What is Google’s newest AI search system?
Gemini is Google’s most recent and capable AI system integrated into search. It powers AI Overviews, the generated summaries appearing at the top of many Google Search results pages, and underpins Google’s most advanced language understanding and generative AI capabilities.
How do I optimise my website for Google’s AI-driven algorithms?
Write content that genuinely covers topics in depth and matches real user intent. Use natural language. Build author credibility through verifiable credentials and consistent publishing. Implement structured data. Keep content accurate and well-sourced.

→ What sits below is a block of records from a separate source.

PR #938, opened 2025-11-18
feat: add lean metrics

### LINKED ISSUE #836: Add initial leanMetrics tracking
### Describe the feature

https://github.com/leanEthereum/leanMetrics/pull/4/files
https://github.com/leanEthereum/leanMetrics/pull/3/files

The above draft PR's by Katya propose a set of metrics that we should track for the PQ interop. 

We want to start tracking these metrics in our Lean Client. 

### Additional context

_No response_

shariqnaiyer:
### What was wrong?

Fixes #836 

### How was it fixed?

Added the lean metrics tracking as per the spec and tested it with Katya's Dashboard.

I have additionally included Katya's lean metrics dashboard for anyone to test.

### To-Do

 

crates/common/consensus/lean/src/state.rs
```diff
@@ -284,11 +304,15 @@ impl LeanState {
...
 
     pub fn process_attestations(&mut self, attestations: &[Attestation]) -> anyhow::Result<()> {
+        let timer = start_timer_vec(&STATE_TRANSITION_ATTESTATIONS_PROCESSING_TIME, &[]);
+
         // get justifications, justified slots and historical block hashes are
         // already up to date as per the processing in process_block_header
         let mut justifications_map = self.get_justifications()?;
 
         for attestation in attestations {
+            let validation_timer = start_timer_vec(&ATTESTATION_VALIDATION_TIME, &[]);
```
varun-doshi: `validate_attestation_timer`

crates/common/consensus/lean/src/state.rs
```diff
@@ -284,11 +304,15 @@ impl LeanState {
     }
 
     pub fn process_attestations(&mut self, attestations: &[Attestation]) -> anyhow::Result<()> {
+        let timer = start_timer_vec(&STATE_TRANSITION_ATTESTATIONS_PROCESSING_TIME, &[]);
```
varun-doshi: rename to `attestation_processing_timer`

crates/common/consensus/lean/src/state.rs
```diff
@@ -160,18 +166,24 @@ impl LeanState {
         block: &Block,
         valid_signatures: bool,
     ) -> anyhow::Result<()> {
+        let timer = start_timer_vec(&STATE_TRANSITION_TIME, &[]);
```
varun-doshi: rename to `stf_timer` or `state_transition_timer`

unnawut: Imho I'm okay with `timer` though because it's in the scope of `state_transition()`, there's no other ambiguity.

Same opinion with the rest of the renaming suggestions.

crates/common/consensus/lean/src/state.rs
```diff
@@ -284,11 +304,15 @@ impl LeanState {
     }
 
     pub fn process_attestations(&mut self, attestations: &[Attestation]) -> anyhow::Result<()> {
```
unnawut, line 223: We're adding metrics to `state.process_attestations()` but I think leanMetrics want attestation valid/invalid on fork choice's on validate attestation. I believe state operations happen a lot more often e.g. when building a block, while fork choice on_attestation happens only when receiving a new block, so the number might be skewed.

Can you double check with leanMetrics again?

crates/common/consensus/lean/src/state.rs
KolbyML: We should use `timer`, unless there is 2 timers which elipse each other for example

x_t = start_timer()
y_timer = start_timer()
stop_timer(y_timer)
stop_timer(x_timer)

^ this is the case where we should have `state_transition_timer`, if the code is simple `timer` is fine

crates/common/consensus/lean/src/state.rs
```diff
@@ -304,6 +328,8 @@ impl LeanState {
                     "Skipping attestations by Validator {}",
                     attestation.validator_id,
                 );
+                inc_int_counter_vec(&ATTESTATIONS_INVALID_TOTAL, &[]);
+                stop_timer(validation_timer);
```
KolbyML: we don't need to call stop_timer here https://docs.rs/prometheus/0.13.4/prometheus/struct.HistogramTimer.html ``This timer can be stopped and observed at most once, either **automatically (when it goes out of scope)** or manually``

Same for the other few places below

crates/common/fork_choice/lean/src/store.rs
```diff
@@ -536,7 +552,9 @@ impl Store {
         let proposer_attestation = &signed_block_with_attestation.message.proposer_attestation;
         let block_root = block.tree_hash_root();
 
+        // If the block is already known, ignore it
         if block_provider.get(block_root)?.is_some() {
+            stop_timer(block_processing_timer);
```
KolbyML: we don't need this stop timer here, read comment above

crates/common/metrics/src/lib.rs
```diff
@@ -58,3 +139,15 @@ pub fn start_timer_vec(histogram_vec: &HistogramVec, label_values: &[&str]) -> H
 pub fn stop_timer(timer: HistogramTimer) {
     timer.observe_duration()
 }
+
+/// Create a new counter metric
+pub fn create_int_counter_vec(name: &str, help: &str, label_names: &[&str]) -> IntCounterVec {
+    let registry = default_registry();
+    register_int_counter_vec_with_registry!(name, help, label_names, registry)
+        .expect("failed to create int counter vec")
+}
```
KolbyML: we don't need this function, just inline it

KolbyML (commented):
here is some feedback

crates/common/consensus/lean/src/state.rs
shariqnaiyer: I believe you are correct as it explicitly says validate attestation so I have moved it there in the recent commit.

These practices satisfy Google’s AI-driven algorithms because each one is specifically designed to identify these qualities.
How does Google’s AI handle UK versus US English?
Google’s neural matching layer identifies regional linguistic patterns and interprets them in context. Terms with different meanings in UK and US English, such as “solicitor,” “estate agent,” or “council,” are understood in their regional context based on the searcher’s location and language signals. For UK and Irish businesses, consistent use of local terminology is a genuine signal to Google’s AI-driven algorithms.
Will generative AI replace traditional SEO?
No, but generative AI in Google Search is reshaping what SEO means in practice. The technical fundamentals (crawlability, indexing, site structure, internal linking) still matter. What’s changed is what content quality means: keyword frequency has given way to topical authority, intent match, and credibility signals. Working with an AI search optimisation agency that understands both the technical and content dimensions is increasingly the difference between maintaining rankings and losing them.